# Want to buy a Laptop from Uk. Avice please.



## HauntedGuy (Oct 20, 2013)

So, I'm thinking of buying a new laptop for college work and some medium-core gaming sometime soon...And well, as you might agree, the choice and customizability available in the Indian market in the mid-high end gaming laptop sector is pathetic. 

Luckily, my cousin is in the UK at present and although its not as good as the US, i think the UK laptop market is much more developed than ours, so I'm considering requesting her to get me a laptop. I'm thinking of these two from PCSPECIALIST - Custom PCs, Custom Computers, Custom PC, Desktop PC, Custom Built Computers, Gaming PC:

PCSPECIALIST - SkyFireIII 14 Laptops, SkyFireIII 14 Gaming Laptops, Build Your Own SkyFireIII 14 Laptop
PCSPECIALIST - OptimusV 13 Laptops, OptimusV 13 Gaming Laptops, Build Your Own OptimusV 13 Laptop


View attachment 12529
The 14" SkyFire that i can get at about 55-58k is built using a MSI 1492 barebone and seems like the ideal one. The small screen at 1600x900 resolution should be sufficient for gaming and yet the laptop small and light enough to carry around everywhere with me. The only thing I'll sorely miss in this machine is a back-lit keyboard. It comes with a 2gb DDR5 GTX 760m and a offers a choice of 4th gen core i CPUs(more on this later). The only think I'm slightly worried about is heating issues- so much power packed into a tiny plastic body sounds like trouble.  This setup will cost me approximately Rs. 55-57k


View attachment 12530
The optimus-13 sounds like an even sweeter deal for about 3-4k more. It comes with an even more powerful GTX 765m The back-lit keyboard and the design of this little beast make it quite the eye-candy. But I'm worried that the 1080p resolution is overkill for such a small screen size and not worth paying the extra money for. the 1080p screen might be a pain and make text harder to read and cause unnecessary strain on the 765m, resulting in worse performance than the 760m on a 1600x900 screen. This one built in a Clevo W230ST barebones. This setup costs me about Rs 58-60k.
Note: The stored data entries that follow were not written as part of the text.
PR #80, opened 2024-02-26
adds project filter

JWittmeyer:


FelixKirschKern (approved):
Fixes the issue.

But I think we should not let the organization_id field empty at anytime, we could distinguish between org and project level by checking if the project_id is set (or null). This reduces complexity, and could prevent issues in the future. We would need to update existing data, so maybe nothing for now.

PR #89, opened 2024-04-11
Custom Markdown Renderer

LennartSchmidtKern:
Related PR
Main PR:
- https://github.com/code-kern-ai/cognition-ui/pull/41

### DIFF
--- a/business_objects/attribute.py
+++ b/business_objects/attribute.py
@@ -13,6 +13,13 @@ from submodules.model import enums
 from ..util import prevent_sql_injection
 
 
+DEFAULT_ATTRIBUTE_STATES_USEABLE = [
+    AttributeState.UPLOADED.value,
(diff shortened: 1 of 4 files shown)


business_objects/attribute.py
```diff
@@ -116,6 +116,24 @@ def get_text_attributes(
     return {att.name: str(att.id) for att in text_attributes}
 
 
+def get_category_attributes(
+    project_id: str,
+    state_filter: List[str] = [
+        AttributeState.UPLOADED.value,
+        AttributeState.USABLE.value,
+        AttributeState.AUTOMATICALLY_CREATED.value,
+    ],
```
JWittmeyer: antipatter in python as the default variable is only filled once so changes to it will result in unpredictable behaviour

JWittmeyer (approved):

PR #91, opened 2024-04-22
tf-idf embeddings for search

JWittmeyer:
main PR: https://github.com/code-kern-ai/refinery-embedder/pull/89

### DIFF
--- a/business_objects/record.py
+++ b/business_objects/record.py
@@ -825,7 +825,10 @@ def __get_order_by(project_id: str, first_x: int = 3) -> str:
         if order != "":
             order += ", "
         tmp = f"data->>'{x.name}'"
-        if x.data_type == "INTEGER":
+
+        r_id = attribute.get_running_id_name(project_id)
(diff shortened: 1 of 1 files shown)


business_objects/record.py
```diff
@@ -825,7 +825,10 @@ def __get_order_by(project_id: str, first_x: int = 3) -> str:
         if order != "":
             order += ", "
         tmp = f"data->>'{x.name}'"
-        if x.data_type == "INTEGER":
+
+        r_id = attribute.get_running_id_name(project_id)
```
LennartSchmidtKern, line 829: What is the purpose of ordering the records for embedding creation, what would change if we just remove it?

JWittmeyer: It was initially created to have some comparison between systems as there are multiple factors changing the "final" values. One of them is the order in wich the records come in. This shouldn't change the result in a meaningfull way only make it more compareable. At least that was the idea when it was implemented.

LennartSchmidtKern (approved):

PR #103, opened 2024-05-26
Pagination users

lumburovskalina:
Main PR: https://github.com/code-kern-ai/admin-dashboard/pull/26

### DIFF
--- a/business_objects/user_activity.py
+++ b/business_objects/user_activity.py
@@ -103,3 +103,9 @@ def __remove_old_user_activity_entries(
     WHERE ua.id = helper.id; """
     general.execute(query)
     general.flush_or_commit(with_commit)
+
+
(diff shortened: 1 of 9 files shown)


business_objects/user_activity.py
```diff
@@ -103,3 +103,9 @@ def __remove_old_user_activity_entries(
     WHERE ua.id = helper.id; """
     general.execute(query)
     general.flush_or_commit(with_commit)
+
+
+def delete_user_activity(user_id: str, with_commit: bool = False) -> None:
+    query = f"DELETE FROM user_activity WHERE created_by = '{user_id}'"
```
LennartSchmidtKern, line 111: Even if this is a admin endpoint, we should sanitize this SQL input I would suggest

LennartSchmidtKern (approved):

So which one do you think should I pick? The skyfire also comes with an optical drive which the optimus is missing. Is the 1080p 13.3" screen, back-lit keyboard, and GTX765m MINUS the optical drive worth paying the extra money for?

Secondly, for the CPU choice for these machines, i was confused between the i3 4100m and the i5 4200m. Both are haswell chips and have the same 3mb cache, and same 2.5 GHz clock speed. The only apparent difference being that the i5 has a turbo-boost mode that goes upto 3.1 GHz. Is it worth paying 2k more for the turbo mode? Will that much power ever be required for gaming? Also, keeping heating issues in mind, would it be better to just get an i3 and stick to 2.5 GHz?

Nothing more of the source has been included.